### Instructions for the task
Search the records below for "better"; copy each line that has it.

### Data records
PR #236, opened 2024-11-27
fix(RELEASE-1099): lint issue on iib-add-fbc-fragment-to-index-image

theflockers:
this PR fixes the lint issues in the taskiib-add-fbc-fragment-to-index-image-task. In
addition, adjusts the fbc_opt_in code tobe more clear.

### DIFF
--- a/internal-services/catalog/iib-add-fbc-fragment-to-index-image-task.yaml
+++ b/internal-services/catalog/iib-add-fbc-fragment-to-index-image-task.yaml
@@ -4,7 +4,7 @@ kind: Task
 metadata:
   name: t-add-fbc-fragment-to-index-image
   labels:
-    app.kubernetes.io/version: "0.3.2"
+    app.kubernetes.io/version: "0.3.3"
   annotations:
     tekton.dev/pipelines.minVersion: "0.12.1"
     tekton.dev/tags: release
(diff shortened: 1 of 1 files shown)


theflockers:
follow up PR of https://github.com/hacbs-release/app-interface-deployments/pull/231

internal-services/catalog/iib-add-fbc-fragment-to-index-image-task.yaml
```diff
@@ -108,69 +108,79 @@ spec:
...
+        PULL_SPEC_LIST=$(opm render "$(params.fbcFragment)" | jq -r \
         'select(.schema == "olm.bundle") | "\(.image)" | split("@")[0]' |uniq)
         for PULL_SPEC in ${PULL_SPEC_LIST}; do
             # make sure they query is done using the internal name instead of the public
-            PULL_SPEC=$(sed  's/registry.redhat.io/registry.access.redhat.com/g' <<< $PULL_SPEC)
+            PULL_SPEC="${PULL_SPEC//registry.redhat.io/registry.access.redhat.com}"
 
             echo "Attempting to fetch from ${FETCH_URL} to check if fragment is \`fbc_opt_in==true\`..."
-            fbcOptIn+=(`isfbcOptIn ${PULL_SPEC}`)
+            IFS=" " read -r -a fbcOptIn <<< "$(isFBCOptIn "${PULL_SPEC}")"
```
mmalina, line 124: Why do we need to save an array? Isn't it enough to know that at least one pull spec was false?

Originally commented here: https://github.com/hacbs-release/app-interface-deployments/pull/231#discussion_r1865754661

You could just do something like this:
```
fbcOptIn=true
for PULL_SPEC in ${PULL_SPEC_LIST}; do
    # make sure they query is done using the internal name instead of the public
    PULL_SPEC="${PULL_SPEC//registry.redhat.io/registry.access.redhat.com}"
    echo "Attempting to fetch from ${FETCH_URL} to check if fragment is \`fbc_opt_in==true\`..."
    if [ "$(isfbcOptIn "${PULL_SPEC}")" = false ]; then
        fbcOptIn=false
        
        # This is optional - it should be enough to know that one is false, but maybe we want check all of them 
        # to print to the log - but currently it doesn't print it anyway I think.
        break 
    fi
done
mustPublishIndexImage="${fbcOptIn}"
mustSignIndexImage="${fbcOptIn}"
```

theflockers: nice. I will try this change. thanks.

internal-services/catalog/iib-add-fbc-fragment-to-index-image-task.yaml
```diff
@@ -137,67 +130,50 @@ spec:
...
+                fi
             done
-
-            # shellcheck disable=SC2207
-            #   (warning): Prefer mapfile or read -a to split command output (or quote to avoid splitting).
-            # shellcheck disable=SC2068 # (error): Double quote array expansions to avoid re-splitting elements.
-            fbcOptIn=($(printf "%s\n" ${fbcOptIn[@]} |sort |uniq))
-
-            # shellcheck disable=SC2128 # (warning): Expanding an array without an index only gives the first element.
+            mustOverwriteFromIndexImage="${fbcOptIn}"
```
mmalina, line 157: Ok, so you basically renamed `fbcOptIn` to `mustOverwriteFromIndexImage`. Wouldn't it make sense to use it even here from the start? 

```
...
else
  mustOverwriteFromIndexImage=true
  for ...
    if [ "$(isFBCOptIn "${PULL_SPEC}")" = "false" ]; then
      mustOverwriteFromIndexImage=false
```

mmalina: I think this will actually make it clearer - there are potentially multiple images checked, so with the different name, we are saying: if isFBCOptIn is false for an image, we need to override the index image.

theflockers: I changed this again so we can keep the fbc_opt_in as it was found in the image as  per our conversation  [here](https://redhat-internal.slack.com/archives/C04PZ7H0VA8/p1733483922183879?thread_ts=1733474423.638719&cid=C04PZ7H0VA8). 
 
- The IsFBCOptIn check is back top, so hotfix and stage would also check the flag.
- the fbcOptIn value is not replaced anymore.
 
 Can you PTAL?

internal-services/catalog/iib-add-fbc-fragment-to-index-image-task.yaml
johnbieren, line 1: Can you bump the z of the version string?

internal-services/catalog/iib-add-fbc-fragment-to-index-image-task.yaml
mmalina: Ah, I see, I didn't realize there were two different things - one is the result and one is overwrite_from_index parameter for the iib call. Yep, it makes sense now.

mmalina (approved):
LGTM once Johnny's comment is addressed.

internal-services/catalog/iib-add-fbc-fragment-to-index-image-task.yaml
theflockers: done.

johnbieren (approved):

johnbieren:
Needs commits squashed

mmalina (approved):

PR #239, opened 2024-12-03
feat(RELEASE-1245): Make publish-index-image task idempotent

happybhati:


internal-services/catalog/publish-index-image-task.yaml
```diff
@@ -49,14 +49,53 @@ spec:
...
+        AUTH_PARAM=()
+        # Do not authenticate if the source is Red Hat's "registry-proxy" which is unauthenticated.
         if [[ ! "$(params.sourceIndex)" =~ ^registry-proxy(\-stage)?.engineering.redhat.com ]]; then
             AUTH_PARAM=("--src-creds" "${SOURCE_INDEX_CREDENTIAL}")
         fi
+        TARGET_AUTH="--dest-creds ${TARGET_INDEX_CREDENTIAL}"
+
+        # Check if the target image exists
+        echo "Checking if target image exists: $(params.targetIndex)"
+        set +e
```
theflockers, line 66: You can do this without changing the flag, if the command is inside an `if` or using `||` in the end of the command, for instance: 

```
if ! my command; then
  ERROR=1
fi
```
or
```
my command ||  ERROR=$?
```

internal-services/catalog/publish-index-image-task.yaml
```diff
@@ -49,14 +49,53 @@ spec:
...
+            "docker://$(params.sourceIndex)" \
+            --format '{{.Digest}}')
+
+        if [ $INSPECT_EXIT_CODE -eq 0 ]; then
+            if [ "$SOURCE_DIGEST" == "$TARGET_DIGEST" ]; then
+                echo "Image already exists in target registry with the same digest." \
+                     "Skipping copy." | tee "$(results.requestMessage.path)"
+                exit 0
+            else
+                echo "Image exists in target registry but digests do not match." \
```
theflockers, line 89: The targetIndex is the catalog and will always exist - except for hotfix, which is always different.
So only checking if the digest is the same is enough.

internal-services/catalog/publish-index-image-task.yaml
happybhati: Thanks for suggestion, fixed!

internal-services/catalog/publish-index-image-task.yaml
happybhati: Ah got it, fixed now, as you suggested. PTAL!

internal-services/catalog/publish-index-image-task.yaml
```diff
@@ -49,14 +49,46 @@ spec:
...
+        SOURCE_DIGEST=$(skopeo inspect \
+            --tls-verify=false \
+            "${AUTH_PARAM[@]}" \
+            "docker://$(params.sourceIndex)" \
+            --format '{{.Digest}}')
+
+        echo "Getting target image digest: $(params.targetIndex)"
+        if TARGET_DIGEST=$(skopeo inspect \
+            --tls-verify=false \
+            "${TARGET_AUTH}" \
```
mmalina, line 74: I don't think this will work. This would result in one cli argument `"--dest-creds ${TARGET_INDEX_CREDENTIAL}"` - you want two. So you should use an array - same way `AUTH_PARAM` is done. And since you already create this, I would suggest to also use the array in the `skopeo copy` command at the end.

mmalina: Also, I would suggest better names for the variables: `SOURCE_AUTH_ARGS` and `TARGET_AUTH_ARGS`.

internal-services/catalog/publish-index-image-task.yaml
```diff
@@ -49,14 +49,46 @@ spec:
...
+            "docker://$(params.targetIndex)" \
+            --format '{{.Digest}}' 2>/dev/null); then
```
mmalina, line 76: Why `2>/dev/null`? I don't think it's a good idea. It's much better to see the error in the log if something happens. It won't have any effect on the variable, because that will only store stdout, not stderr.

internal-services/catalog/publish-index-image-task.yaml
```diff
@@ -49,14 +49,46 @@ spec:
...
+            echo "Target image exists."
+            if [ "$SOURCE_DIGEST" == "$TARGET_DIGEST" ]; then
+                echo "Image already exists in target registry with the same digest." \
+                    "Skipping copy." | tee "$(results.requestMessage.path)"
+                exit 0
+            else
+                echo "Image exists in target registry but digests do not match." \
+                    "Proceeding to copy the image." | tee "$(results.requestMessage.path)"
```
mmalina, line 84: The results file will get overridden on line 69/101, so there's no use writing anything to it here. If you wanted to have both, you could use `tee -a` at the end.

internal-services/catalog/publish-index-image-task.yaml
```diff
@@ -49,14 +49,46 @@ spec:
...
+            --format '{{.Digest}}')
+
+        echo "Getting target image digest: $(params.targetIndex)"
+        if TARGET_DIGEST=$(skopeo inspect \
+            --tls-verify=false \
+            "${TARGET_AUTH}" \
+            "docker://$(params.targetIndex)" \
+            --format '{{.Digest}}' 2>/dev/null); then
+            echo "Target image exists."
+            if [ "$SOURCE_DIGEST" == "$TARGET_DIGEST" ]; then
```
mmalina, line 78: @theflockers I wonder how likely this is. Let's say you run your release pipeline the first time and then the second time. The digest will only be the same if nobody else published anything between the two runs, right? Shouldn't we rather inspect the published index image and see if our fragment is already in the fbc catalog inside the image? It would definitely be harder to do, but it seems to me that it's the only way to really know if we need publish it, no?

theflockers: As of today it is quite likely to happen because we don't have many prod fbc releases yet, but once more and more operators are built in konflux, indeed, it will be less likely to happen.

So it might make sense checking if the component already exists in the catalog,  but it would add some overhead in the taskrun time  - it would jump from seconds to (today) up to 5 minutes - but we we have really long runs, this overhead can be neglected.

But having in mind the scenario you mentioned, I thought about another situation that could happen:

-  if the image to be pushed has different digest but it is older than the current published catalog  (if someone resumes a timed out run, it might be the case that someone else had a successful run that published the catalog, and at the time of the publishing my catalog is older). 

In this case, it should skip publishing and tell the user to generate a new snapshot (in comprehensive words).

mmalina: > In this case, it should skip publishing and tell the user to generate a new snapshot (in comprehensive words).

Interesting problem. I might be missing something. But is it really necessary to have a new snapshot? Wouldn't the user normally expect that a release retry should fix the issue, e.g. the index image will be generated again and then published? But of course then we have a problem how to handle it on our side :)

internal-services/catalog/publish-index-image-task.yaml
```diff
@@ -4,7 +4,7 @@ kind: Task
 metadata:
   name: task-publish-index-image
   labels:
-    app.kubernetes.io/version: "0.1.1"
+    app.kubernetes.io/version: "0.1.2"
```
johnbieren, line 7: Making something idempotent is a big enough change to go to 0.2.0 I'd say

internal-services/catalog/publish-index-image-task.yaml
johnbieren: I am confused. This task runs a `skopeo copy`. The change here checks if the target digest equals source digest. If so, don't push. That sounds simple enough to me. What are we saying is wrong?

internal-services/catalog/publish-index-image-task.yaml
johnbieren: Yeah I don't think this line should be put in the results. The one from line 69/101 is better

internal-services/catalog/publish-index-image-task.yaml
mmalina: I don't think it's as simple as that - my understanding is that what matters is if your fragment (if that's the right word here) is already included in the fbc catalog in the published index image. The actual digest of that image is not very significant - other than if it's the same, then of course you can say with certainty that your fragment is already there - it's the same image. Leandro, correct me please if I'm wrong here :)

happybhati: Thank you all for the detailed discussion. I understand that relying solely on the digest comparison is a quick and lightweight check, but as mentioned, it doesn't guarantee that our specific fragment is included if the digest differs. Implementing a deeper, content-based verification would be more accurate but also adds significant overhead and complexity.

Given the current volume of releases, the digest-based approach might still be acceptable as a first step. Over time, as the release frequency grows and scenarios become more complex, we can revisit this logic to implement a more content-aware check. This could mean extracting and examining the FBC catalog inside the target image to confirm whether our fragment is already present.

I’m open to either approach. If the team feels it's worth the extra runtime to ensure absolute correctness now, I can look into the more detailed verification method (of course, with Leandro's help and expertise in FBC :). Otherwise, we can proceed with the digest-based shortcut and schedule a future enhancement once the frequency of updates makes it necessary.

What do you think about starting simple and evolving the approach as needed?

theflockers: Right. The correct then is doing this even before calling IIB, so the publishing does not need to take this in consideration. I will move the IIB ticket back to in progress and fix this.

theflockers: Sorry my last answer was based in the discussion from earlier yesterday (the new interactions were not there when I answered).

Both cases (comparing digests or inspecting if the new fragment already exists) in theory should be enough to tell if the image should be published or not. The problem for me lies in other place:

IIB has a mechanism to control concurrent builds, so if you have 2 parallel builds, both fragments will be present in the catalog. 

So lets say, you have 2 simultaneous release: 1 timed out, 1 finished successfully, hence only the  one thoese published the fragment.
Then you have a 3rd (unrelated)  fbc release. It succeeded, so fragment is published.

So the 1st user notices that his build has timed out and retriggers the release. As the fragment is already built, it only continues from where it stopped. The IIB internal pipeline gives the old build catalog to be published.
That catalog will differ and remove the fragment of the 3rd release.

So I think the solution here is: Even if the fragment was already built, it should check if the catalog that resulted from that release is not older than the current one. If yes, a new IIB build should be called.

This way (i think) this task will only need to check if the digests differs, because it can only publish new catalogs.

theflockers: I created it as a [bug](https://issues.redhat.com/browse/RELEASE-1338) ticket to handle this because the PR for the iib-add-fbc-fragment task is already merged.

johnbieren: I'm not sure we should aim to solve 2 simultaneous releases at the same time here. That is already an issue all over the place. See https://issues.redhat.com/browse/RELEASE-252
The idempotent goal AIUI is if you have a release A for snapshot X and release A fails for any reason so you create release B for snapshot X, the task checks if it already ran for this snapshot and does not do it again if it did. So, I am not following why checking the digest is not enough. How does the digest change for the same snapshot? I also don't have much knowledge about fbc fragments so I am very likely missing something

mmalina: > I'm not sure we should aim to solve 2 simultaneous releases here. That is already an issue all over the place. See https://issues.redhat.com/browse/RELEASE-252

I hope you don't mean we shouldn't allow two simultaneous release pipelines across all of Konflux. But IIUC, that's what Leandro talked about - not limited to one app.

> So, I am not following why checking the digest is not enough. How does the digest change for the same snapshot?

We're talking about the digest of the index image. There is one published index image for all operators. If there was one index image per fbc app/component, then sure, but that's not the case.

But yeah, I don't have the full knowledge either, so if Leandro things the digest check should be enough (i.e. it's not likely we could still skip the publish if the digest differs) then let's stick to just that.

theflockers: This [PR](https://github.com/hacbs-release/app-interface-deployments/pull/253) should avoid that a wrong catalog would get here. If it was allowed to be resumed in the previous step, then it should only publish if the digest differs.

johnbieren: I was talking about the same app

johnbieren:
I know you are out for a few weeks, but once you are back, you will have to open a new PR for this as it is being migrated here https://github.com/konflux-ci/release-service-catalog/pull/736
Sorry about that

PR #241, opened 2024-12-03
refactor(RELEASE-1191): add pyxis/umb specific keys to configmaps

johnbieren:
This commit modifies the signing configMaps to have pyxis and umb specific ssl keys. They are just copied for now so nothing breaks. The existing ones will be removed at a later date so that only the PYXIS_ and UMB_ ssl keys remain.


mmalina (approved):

### Exercise answer
mmalina: Also, I would suggest better names for the variables: `SOURCE_AUTH_ARGS` and `TARGET_AUTH_ARGS`.
mmalina, line 76: Why `2>/dev/null`? I don't think it's a good idea. It's much better to see the error in the log if something happens. It won't have any effect on the variable, because that will only store stdout, not stderr.
johnbieren: Yeah I don't think this line should be put in the results. The one from line 69/101 is better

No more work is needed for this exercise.